Thus, in the two best carts obtainable, with MoÏse and two selected gamekeepers in charge of us, and the blessings of the Commandant on our heads, we started forth to face the world as lunatics, and to read the thoughts of the holder of the third clue in Constantinople. It was good fun, getting out into the open after nearly two years of dismal prison life, and I was not a little sorry for Hill. As a religious melancholic he must do nothing but weep or pray or read his Bible, while his heart, if it was anything like mine, was thumping with joy at being quit of Yozgad and moving westwards towards Europe, England, and Liberty! The time was to come when, with hope near dead within me and the stress of an enforced cheerful idiocy weighing me down, I would long to change places with Hill so that I might pray a little, aye—and weep too! But for this one day I was in luck. The Turks put down my happiness to the fact that I was leaving behind the English who were so intent on murdering me, and going to Stamboul to see the Sultan, and Enver Pasha, and become a great man in the Turkish Government. So it was quite in keeping with my type of insanity to be light-hearted, and to let off my high spirits in any old act of lunacy that came up my back; to set the carts racing against one another, to howl Turkish songs in imitation of the drivers, to shout mad greetings and make faces and throw money (to the annoyance of the Pimple) at the amazed passers-by. And from my own private point of view there was some excuse for high spirits—were we not the first two to get out of Yozgad on our own initiative, and were we not being taken on a personally conducted tour at the expense of the Turkish Government, which, if all went well, would end in old England? So I laughed, and shouted, and sang, and was exceeding cheerful, to the great joy of the escort and the drivers, who much preferred this phase of my lunacy to my “dangerous” moods. All the time Hill sat mournfully huddled up, as became a melancholic, but once, when he glanced at me, I noticed his eyes were sparkling. He told me afterwards it must have been a sparkle of anticipation—he was planning his first dinner at Home!

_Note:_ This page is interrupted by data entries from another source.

PR #47, opened 2019-11-25
follow prototool naming practice for 'beta' apis that allow breaking changes

butonic:
@labkode ran into this when digging into prototool and protolock. Maybe you know someone with more experience regarding protobuf. I would follow the documentation from prototool, which seems to document their best practice.

See https://github.com/uber/prototool/blob/dev/docs/breaking.md

Yes, this includes the user pr, but the change is huge and this needs discussion anyway, AFAICT. IMO we should do this change sooner rather than later...


labkode:
@butonic that is really cool, I didn't know prototool had that feature :)

Let me check that protolock may have something also

labkode:
@butonic can you add also the fully qualified name like this:

`
option go_package = "google.golang.org/genproto/googleapis/datastore/v1beta3;datastore";
`

butonic:
AFAICT we need to follow tho prototool way of naming go packages: The [style guide](https://github.com/uber/prototool/blob/dev/style/README.md#package-versioning) says the following:
```go
// Of special note: For the V1 Style Guide, this was the last package sub-name concatenated
// with "pb", so for a package "uber.trip", it would be "trippb", but since the V2 Style Guide
// requires package versions, we have changed "pb" to be the package version.
option go_package = "tripv1";
```

butonic:
merged as part of https://github.com/cs3org/cs3apis/pull/48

The first three days of our journey were very happy. In my rÔle of “cheerful idiot” I rapidly got on good terms with Bekir and Sabit, the two sentries, and with the drivers of our carts. Beyond insisting on praying before he would do anything they wanted him to do, Hill gave them no trouble at all. So our escort thought they had got a “cushy” job, and a paying one, as an occasional five-piastre note, which escaped the notice of MoÏse, came their way. They told MoÏse it was a shame to send such a couple of innocents to the “Tobtashay,” and they’d like to look after us till the end of the war. They were soon to change their tune.

Doc. O’Farrell’s hint that a “suicide” would complete the downfall of the Constantinople doctors had not been lost upon us. We had decided to hang ourselves on the way to Angora, and to arrange to be rescued by the Pimple in the nick of time. We told the Doc. of our intention. “If ye do it,” he said with enthusiasm, “there’s not a doctor in Christendom, let alone Turkey, will believe you’re sane!” Then caution supervened, and he tried to dissuade us. He told us uncomfortable details about the anatomy of the neck and the spinal column. He said that theoretically the idea was sound, but practically it was impossible, because it was too dangerous. A fraction of a minute might make all the difference and convert our sham suicide into the genuine article. “One of ye do it,” he suggested, “then the other can be at hand to cut him down if the Turks don’t come.” We objected that, besides being suspicious, this would give one of us an unfair advantage over the other in the eyes of the specialists, and we were determined to do the thing thoroughly and share all risks equally. The Doc. made one last despairing effort.

“Suppose you pull it off and deceive the Turks into thinking it was a genuine attempt,” he said, “what do you think will happen?”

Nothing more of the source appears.